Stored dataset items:
--------------------------------------------------

PR #2786, opened 2026-08-02
fix(lume): verify vm owner before stopping

### LINKED ISSUE #2695: lume stop can SIGINT itself after macOS pid wraparound (lsof picks the stopper's own pid)
## Summary

`lume stop <name>` can kill itself instead of the VM process. On machines where macOS pids have wrapped past 99999, the stop command reliably exits immediately with code 130 (killed by SIGINT) and the VM keeps running.

## Root cause

In `VM.stop()` (libs/lume/src/VM/VM.swift):

1. The config file is opened read-only (`FileHandle(forReadingFrom:)`).
2. `lsof -F p <config>` is used to find the process holding the lock, and the **first** `p<pid>` line is taken as the lock holder.
3. Because the stop process itself has the file open, it appears in the lsof output too. lsof output is pid-sorted; after a pid wraparound the stop process's own pid is often *smaller* than the VM process's pid, so the stop process sorts first.
4. `kill(pid, SIGINT)` is then sent to the stop process itself → it dies instantly (exit 130), buffered logs are lost, and the VM is never stopped.

## Reproduction

On a Mac where current pids have wrapped (easy to check: spawn a shell, `echo $$` shows a value much lower than an older long-running process):

```bash
lume run my-vm --display none &   # note its pid, e.g. 98700
# from another process whose pid is lower (post-wrap):
lume stop my-vm
echo $?   # → 130, instantly; VM still running
```

Minimal demonstration of the mechanism:

```bash
exec 9< ~/.lume/my-vm/config.json   # hold the file open like stop() does
lsof -F p ~/.lume/my-vm/config.json # own pid appears, sorted first if smaller
```

```
self_pid=91633
p91633   ← lsof lists the caller itself, first
p91634   ← actual VM process comes second
```

## Suggested fix

Exclude the caller's own pid when parsing lsof output (and skip non-`p` lines), then take the first remaining pid:

```swift
let selfPid = getpid()
let lockPids = String(decoding: outputData, as: UTF8.self)
    .split(separator: "\n")
    .filter { $0.hasPrefix("p") }
    .compactMap { pid_t($0.dropFirst()) }
    .filter { $0 != selfPid }
guard let pid = lockPids.first else { ... }
```

We have been running with this patch locally; `lume stop` from a separate process then works correctly (graceful SIGINT, SIGKILL fallback after timeout).

## Environment

- lume 0.5.0 (main @ 1bb4890)
- macOS 26.5.2 (Apple Silicon)

injaneity:
## what changed

`lume run` now writes a per-vm owner record after acquiring the config lock. the record contains the process id and macos process start time.

`lume stop` removes its unnecessary read-only config handle, validates the recorded process identity, and proves that process still holds the vm config lock before sending sigint. it repeats both checks before sigkill, so a recycled pid cannot receive either signal.

vms started by older lume builds have no trustworthy owner record. `lume stop` now refuses to guess their process from `lsof` output and tells the user to stop the vm from the terminal that started it.

## root cause

the stop process opened the config file and then treated the first process reported by `lsof` as the lock owner. `lsof` reports every process with the file open, so lume could signal itself or an unrelated editor, indexer, or reader. the new path records the owner when the lock is acquired instead of inferring ownership from arbitrary file openers.

## impact

new vm runs stop only through a verified owner identity. existing running vms started by older lume builds fail closed and must be stopped from their originating terminal.

## related issues

closes #2695.

## validation

- exact-head `CI: Lume` at `c096a299ac193d621e36537de33bf15766e2fa0a`: release build and `swift test` passed ([run](https://github.com/trycua/cua/actions/runs/32404517773))
- `git diff --check`

### DIFF
--- a/libs/lume/src/Errors/Errors.swift
+++ b/libs/lume/src/Errors/Errors.swift
@@ -175,6 +175,7 @@ enum VMError: Error, LocalizedError {
     case notFound(String)
     case notInitialized(String)
     case notRunning(String)
+    case unverifiedProcessOwner(String)
     case alreadyRunning(String)
     case installNotStarted(String)
     case stopTimeout(String)
@@ -196,6 +197,9 @@ enum VMError: Error, LocalizedError {
             return "Virtual machine not initialized: \(name)"
         case .notRunning(let name):
             return "Virtual machine not running: \(name)"
+        case .unverifiedProcessOwner(let name):
+            return "Cannot safely identify the process running virtual machine \(name); "
+                + "stop it from the terminal that started it"
         case .alreadyRunning(let name):
             return "Virtual machine already running: \(name)"
         case .installNotStarted(let name):
--- a/libs/lume/src/VM/NativeDisplayAttachService.swift
+++ b/libs/lume/src/VM/NativeDisplayAttachService.swift
@@ -15,20 +15,20 @@ enum NativeDisplayAttachError: LocalizedError {
   }
 }
 
-private struct NativeDisplayOwner: Codable {
-  let processIdentifier: Int32
+private struct NativeDisplayOwner: Codable, Equatable {
+  let vmProcessOwner: VMProcessOwner
 }
 
 /// Provides a small, process-local control channel for revealing the native viewer.
 ///
-/// The owning `lume run` process registers SIGUSR1 and writes its PID into the VM
-/// directory. An `attach` process verifies that PID still owns the VM configuration
-/// lock before signaling it. The signal never crosses into an unrelated Lume daemon.
+/// The owning `lume run` process registers SIGUSR1 and records its verified VM-owner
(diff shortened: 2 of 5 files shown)


f-trycua (changes requested):
Blocking safety issue in the retained legacy fallback: lsof reports every process that has config.json open, not only the flock owner. legacyLockHolderPID excludes only the stopper PID and then selects the first remaining reader; VM.stop immediately sends SIGINT and later SIGKILL to that PID. An unrelated editor, indexer, or reader can therefore be selected and killed.

Please replace the legacy fallback with a trustworthy VM-specific process identity/lock-owner proof or refuse safely. Add an adverse integration test with an old record-less VM plus an unrelated process holding the config file open. Rebase onto current main and rerun the exact-head Lume lifecycle suite after the fix.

--------------------------------------------------

-- ASSIGNED TASK --
Both the line containing "Exclude the caller's" and the line containing "## validation" belong in the answer. Print them and every line above that falls between them exactly, and no others.

-- COMPLETED EXERCISE --
Exclude the caller's own pid when parsing lsof output (and skip non-`p` lines), then take the first remaining pid:

```swift
let selfPid = getpid()
let lockPids = String(decoding: outputData, as: UTF8.self)
    .split(separator: "\n")
    .filter { $0.hasPrefix("p") }
    .compactMap { pid_t($0.dropFirst()) }
    .filter { $0 != selfPid }
guard let pid = lockPids.first else { ... }
```

We have been running with this patch locally; `lume stop` from a separate process then works correctly (graceful SIGINT, SIGKILL fallback after timeout).

## Environment

- lume 0.5.0 (main @ 1bb4890)
- macOS 26.5.2 (Apple Silicon)

injaneity:
## what changed

`lume run` now writes a per-vm owner record after acquiring the config lock. the record contains the process id and macos process start time.

`lume stop` removes its unnecessary read-only config handle, validates the recorded process identity, and proves that process still holds the vm config lock before sending sigint. it repeats both checks before sigkill, so a recycled pid cannot receive either signal.

vms started by older lume builds have no trustworthy owner record. `lume stop` now refuses to guess their process from `lsof` output and tells the user to stop the vm from the terminal that started it.

## root cause

the stop process opened the config file and then treated the first process reported by `lsof` as the lock owner. `lsof` reports every process with the file open, so lume could signal itself or an unrelated editor, indexer, or reader. the new path records the owner when the lock is acquired instead of inferring ownership from arbitrary file openers.

## impact

new vm runs stop only through a verified owner identity. existing running vms started by older lume builds fail closed and must be stopped from their originating terminal.

## related issues

closes #2695.

## validation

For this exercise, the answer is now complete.